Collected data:
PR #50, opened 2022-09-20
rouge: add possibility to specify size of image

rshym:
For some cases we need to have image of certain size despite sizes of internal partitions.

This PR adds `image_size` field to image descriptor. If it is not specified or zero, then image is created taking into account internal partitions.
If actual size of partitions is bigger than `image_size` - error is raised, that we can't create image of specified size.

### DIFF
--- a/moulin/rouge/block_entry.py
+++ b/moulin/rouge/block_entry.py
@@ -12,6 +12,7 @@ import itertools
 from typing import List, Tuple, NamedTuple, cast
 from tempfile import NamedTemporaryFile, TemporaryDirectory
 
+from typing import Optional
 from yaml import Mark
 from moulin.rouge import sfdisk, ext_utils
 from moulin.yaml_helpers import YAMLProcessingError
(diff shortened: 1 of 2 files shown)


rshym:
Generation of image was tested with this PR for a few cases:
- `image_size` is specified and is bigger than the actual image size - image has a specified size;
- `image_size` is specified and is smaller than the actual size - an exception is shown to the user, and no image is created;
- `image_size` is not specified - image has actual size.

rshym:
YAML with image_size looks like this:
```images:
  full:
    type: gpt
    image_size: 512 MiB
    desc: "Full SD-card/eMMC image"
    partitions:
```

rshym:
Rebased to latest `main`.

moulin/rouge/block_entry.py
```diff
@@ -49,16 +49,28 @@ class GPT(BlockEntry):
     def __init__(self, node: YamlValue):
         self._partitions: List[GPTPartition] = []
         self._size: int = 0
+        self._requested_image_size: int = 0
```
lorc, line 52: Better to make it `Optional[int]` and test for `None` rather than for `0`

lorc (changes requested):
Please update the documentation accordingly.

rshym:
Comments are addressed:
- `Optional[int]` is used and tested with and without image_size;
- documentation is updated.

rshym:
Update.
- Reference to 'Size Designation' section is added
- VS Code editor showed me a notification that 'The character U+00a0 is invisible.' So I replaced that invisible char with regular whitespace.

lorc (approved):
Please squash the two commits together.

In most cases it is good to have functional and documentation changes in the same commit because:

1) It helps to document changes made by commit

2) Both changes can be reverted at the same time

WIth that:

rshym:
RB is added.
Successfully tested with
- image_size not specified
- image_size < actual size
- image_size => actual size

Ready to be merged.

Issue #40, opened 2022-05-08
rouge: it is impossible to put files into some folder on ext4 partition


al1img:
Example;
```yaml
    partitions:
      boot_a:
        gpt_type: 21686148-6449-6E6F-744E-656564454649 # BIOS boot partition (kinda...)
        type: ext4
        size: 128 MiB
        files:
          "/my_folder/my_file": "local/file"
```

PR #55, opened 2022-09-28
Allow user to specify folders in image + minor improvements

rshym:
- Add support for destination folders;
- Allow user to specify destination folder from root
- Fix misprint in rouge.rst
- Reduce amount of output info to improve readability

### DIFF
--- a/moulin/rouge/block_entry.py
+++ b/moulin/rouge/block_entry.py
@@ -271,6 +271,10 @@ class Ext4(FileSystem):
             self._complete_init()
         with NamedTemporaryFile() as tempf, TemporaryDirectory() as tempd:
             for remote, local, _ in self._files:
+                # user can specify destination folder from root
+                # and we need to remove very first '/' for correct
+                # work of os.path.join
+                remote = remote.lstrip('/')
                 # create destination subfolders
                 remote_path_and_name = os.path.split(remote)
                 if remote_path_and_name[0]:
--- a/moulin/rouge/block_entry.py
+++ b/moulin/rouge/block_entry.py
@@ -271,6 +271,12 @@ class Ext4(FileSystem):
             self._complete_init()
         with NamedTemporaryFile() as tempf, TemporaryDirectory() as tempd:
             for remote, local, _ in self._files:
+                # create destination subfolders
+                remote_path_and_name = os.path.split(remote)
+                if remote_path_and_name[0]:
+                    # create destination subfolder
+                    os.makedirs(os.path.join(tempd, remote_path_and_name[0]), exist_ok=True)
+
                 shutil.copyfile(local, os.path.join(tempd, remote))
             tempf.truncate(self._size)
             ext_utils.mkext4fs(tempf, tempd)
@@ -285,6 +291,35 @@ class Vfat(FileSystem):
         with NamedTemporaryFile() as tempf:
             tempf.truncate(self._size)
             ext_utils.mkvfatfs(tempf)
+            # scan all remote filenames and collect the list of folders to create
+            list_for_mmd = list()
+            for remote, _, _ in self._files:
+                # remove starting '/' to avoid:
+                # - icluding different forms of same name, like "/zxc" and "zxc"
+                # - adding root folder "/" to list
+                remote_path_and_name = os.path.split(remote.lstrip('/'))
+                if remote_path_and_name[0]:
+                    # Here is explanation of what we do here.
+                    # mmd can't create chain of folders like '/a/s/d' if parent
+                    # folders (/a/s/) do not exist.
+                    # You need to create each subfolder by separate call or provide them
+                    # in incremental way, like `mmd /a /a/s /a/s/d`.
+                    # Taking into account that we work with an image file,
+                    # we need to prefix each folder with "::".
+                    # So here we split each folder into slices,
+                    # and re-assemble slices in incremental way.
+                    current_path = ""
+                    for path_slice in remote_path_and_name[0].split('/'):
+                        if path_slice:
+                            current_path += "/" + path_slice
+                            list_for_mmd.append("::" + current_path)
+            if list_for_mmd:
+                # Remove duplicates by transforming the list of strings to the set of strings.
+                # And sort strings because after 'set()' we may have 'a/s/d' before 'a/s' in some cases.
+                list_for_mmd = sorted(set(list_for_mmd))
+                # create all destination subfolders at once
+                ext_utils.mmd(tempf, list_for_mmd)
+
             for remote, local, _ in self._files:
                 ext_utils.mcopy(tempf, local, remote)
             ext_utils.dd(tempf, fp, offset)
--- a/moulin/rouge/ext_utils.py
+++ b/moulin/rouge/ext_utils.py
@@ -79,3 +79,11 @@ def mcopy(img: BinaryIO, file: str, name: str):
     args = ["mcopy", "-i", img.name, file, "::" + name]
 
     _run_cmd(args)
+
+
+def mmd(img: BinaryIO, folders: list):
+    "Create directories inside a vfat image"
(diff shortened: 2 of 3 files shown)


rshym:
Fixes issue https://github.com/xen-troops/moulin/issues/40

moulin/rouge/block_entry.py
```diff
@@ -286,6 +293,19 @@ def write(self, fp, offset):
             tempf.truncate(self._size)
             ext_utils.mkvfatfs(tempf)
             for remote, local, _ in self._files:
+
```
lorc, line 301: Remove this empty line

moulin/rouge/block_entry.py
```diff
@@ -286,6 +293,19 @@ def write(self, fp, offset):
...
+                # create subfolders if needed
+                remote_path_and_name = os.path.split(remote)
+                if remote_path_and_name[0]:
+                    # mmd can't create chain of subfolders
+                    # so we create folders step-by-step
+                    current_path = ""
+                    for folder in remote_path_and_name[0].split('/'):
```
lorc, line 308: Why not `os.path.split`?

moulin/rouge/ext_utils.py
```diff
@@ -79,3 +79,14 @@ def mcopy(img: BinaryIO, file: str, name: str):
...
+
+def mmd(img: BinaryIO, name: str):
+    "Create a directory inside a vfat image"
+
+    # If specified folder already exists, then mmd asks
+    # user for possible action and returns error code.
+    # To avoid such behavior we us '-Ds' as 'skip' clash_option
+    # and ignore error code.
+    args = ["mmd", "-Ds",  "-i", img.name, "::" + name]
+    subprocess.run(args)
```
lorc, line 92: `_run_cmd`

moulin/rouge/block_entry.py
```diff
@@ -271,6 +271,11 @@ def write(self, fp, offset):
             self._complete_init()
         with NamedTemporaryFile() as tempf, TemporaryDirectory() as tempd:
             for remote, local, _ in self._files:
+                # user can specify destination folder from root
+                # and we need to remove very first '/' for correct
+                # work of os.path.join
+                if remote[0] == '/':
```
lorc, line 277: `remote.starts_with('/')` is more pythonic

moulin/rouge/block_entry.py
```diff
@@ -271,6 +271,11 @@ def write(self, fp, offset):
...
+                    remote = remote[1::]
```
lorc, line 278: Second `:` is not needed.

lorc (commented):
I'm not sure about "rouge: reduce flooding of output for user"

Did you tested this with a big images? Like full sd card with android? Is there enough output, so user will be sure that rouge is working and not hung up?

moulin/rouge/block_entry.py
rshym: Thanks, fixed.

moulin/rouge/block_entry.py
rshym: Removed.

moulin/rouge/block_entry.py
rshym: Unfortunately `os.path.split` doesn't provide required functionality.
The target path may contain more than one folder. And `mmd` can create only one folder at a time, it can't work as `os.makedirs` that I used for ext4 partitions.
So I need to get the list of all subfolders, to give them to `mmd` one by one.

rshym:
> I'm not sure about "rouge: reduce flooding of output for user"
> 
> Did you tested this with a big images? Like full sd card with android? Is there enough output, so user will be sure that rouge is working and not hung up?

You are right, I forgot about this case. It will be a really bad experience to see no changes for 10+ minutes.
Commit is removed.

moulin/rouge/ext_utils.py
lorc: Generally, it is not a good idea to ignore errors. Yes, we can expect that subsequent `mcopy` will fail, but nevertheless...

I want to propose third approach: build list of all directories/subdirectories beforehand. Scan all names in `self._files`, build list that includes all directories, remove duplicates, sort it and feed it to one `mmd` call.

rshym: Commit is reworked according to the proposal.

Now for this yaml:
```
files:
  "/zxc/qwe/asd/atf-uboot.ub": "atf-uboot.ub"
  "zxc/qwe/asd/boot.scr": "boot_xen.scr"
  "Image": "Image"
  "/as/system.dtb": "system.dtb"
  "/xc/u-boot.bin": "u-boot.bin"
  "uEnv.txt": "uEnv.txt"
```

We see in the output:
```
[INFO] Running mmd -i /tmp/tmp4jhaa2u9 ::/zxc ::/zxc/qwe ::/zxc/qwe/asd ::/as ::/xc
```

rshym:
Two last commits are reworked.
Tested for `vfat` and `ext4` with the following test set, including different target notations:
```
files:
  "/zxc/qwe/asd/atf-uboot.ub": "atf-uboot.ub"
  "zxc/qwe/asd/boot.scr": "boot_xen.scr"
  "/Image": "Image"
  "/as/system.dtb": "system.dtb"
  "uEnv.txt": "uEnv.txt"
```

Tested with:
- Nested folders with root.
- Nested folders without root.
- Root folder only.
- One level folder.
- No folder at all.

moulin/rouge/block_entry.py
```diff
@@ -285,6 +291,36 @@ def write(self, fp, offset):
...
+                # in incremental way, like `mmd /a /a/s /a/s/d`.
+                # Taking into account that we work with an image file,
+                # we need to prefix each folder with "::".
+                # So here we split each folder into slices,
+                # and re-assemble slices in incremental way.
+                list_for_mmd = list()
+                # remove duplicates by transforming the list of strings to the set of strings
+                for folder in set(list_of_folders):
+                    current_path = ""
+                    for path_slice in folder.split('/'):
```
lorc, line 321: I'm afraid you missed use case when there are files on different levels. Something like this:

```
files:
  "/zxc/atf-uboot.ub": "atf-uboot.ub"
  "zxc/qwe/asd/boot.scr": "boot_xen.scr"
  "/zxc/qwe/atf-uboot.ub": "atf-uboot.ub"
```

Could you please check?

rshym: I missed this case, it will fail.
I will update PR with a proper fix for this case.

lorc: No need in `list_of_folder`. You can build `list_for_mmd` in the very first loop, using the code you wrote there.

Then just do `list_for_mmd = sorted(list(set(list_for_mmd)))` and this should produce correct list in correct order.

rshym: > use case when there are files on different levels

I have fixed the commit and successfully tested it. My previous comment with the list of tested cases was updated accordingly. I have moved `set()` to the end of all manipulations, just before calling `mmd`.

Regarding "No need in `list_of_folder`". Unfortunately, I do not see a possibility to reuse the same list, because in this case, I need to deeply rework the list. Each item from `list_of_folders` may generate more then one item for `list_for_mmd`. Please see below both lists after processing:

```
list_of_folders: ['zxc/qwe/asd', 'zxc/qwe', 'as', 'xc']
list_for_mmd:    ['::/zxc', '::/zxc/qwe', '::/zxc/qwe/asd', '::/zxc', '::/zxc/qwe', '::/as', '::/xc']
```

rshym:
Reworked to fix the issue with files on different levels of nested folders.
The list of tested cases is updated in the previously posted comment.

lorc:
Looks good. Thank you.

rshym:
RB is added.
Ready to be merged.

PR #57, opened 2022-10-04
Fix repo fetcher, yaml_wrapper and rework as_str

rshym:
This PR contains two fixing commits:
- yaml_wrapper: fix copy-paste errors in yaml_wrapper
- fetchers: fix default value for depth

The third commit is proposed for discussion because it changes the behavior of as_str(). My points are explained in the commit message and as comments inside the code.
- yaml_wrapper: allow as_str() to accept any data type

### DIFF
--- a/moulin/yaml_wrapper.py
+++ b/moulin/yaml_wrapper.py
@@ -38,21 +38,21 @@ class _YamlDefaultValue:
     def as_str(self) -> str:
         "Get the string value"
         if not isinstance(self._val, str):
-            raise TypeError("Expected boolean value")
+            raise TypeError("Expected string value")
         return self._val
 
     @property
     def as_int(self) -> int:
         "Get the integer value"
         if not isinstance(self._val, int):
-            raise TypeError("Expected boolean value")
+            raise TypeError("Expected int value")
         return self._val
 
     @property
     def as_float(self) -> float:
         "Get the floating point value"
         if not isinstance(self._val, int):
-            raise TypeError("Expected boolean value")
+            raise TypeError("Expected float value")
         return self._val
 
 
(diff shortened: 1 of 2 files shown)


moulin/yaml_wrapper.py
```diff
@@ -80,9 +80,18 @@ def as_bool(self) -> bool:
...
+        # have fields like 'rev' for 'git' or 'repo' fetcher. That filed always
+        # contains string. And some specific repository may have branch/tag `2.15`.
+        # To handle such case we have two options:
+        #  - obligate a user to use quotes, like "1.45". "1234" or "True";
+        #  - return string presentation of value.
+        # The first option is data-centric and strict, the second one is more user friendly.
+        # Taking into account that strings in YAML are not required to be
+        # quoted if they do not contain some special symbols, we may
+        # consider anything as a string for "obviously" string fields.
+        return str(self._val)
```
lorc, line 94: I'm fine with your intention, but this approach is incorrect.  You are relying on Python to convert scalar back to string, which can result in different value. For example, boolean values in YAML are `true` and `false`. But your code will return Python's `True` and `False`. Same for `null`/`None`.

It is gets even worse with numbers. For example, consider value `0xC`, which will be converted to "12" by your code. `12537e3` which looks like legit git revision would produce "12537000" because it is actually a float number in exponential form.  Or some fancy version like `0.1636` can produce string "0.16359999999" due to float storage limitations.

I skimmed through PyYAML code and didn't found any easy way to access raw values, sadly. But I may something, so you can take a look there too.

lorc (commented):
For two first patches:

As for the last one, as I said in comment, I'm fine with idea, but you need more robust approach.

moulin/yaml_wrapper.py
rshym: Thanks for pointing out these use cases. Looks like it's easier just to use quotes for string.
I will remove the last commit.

Exercise directions: Give only a number, the count of lines above that include the string "updated".

Result of this task: 3